IUVSTA 15th International Vacuum Congress (IVC-15), AVS 48th International Symposium (AVS-48), 11th International Conference on Solid Surfaces (ICSS-11)
    Semiconductors Friday Sessions
       Session SC+SS-FrM

Paper SC+SS-FrM10
Electronic Structure of a Heteroepitaxially-Passivated Si(111) Surface: GaSe-terminated Si(111)

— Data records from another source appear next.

PR #22941, opened 2021-07-19
remove superfluous skip patterns

danwinship:
#22734 rewrote some skip rules but the new pattern doesn't match anything and so should just be removed.

(OK, fine, it _currently_ matches a few tests, but those tests were supposed to have had the `[Feature:SCTP]` removed from them after SCTP went GA, and I'm about to fix that, and _then_ the pattern here won't match anything.)

/cc @knabben @aojea

### DIFF
--- a/config/jobs/kubernetes/sig-network/sig-network-misc.yaml
+++ b/config/jobs/kubernetes/sig-network/sig-network-misc.yaml
@@ -121,7 +121,7 @@ presubmits:
         - --provider=gce
         # Skipping snat tests probably GCE related? https://github.com/kubernetes/test-infra/issues/20321
         # Skipping Cloud Provider specific tests: LoadBalancer, ESIPP (Source IP Preservation)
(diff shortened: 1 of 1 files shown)


danwinship:
https://github.com/kubernetes/kubernetes/pull/103778 removes the remaining `[Feature:SCTP]` tags

aojea:
> [kubernetes/kubernetes#103778](https://github.com/kubernetes/kubernetes/pull/103778) removes the remaining `[Feature:SCTP]` tags

should we wait for it , then?

danwinship:
No, we don't want to be skipping these tests, so it doesn't matter whether we stop skipping them because we stop skipping the tag or because the tag goes away. (But both of those should happen.)

aojea:
let's wait until 1.23 opens then

danwinship:
ok, 1.23 is open, and the `[Feature:SCTP]` tags also no longer exist

danwinship:
/remove-lifecycle stale
@aojea can you `/approve`?

aojea:
/approve
/lgtm
👀

PR #22948, opened 2021-07-20
chore: correct gcp-secrets-store-cred paths

tam7t:
From the docs I had these backwards: https://github.com/kubernetes/test-infra/blob/master/prow/prow_secrets.md#usage-prow-clients

```
  - key: <my-gsm-secret-name>     # name of the GCP secret
    name: <my-kubernetes-secret-name>   # key name in the k8s secret
```

Intent is to load `projects/secretmanager-csi-build/secrets/k8s-oss-prow/versions/latest` to K8s secret `test-pods/gcp-secrets-store-cred` at key `key.json`


aramase (commented):
/lgtm

PR #22968, opened 2021-07-21
Remove unsupported 1.18 jobs

xing-yang:


config/jobs/kubernetes-csi/external-provisioner/external-provisioner-config.yaml
```diff
@@ -2,102 +2,6 @@
 
 presubmits:
   kubernetes-csi/external-provisioner:
-  - name: pull-kubernetes-csi-external-provisioner-1-18-on-kubernetes-1-18
```
msau42, line 5: 1.18 should be removed from gen-jobs.sh, and then all the files should be updated.

xing-yang: ok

Friday, November 2, 2001, 11:20 am, Room 111

Session: Growth and Epitaxy of Semiconductors
Presenter: M.A. Olmstead, University of Washington
Authors: M.A. Olmstead, University of Washington
R. Rudolf, Hahn-Meitner Inst., Germany
C. Pettenkofer, Hahn-Meitner Inst., Germany
A.A. Bostwick, University of Washington
J.A. Adams, University of Washington
E. Rotenberg, Advanced Light Source, Berkeley
F.S. Ohuchi, University of Washington
R. Fritsche, Tech. Univ. Darmstadt, Germany
A. Klein, Tech. Univ. Darmstadt, Germany
W. Jaegermann, Tech. Univ. Darmstadt, Germany
Correspondent: Click to Email
Dissimilar materials heteroepitaxy often results in an interface reaction that passivates substrate dangling bonds. This forms a low energy surface that promotes islanded, rather than laminar, growth of the subsequent overlayer. GaSe-terminated Si(111) is an example of such a stable, low-diffusion barrier surface with no states in the Si band gap; it may serve as an ideal substrate for quantum dot growth on Si(111). We have performed detailed studies of the electronic and atomic structure of GaSe-terminated S i(111) using energy-dependent and angle-resolved valence band and core-level photoemission spectroscopy. The surface termination consists of a Ga layer bonded to the top-most Si atoms and a Se layer on top with each Se atom bonded to three Ga. Our photoelectron diffraction results show the Ga and Se atomic arrangement is identical to that of a half-sheet of the layered semiconductor GaSe. The surface thus contains no dangling bonds, but has fully-occupied lone-pair states similar to As-terminated Si(111). The observed dispersion of the energy bands is very close to those of a GaSe single crystal and is interpreted in terms of tight binding energy states. The dominance of the GaSe-derived states over those of Si-derived states is obvious and is different from As-terminated Si.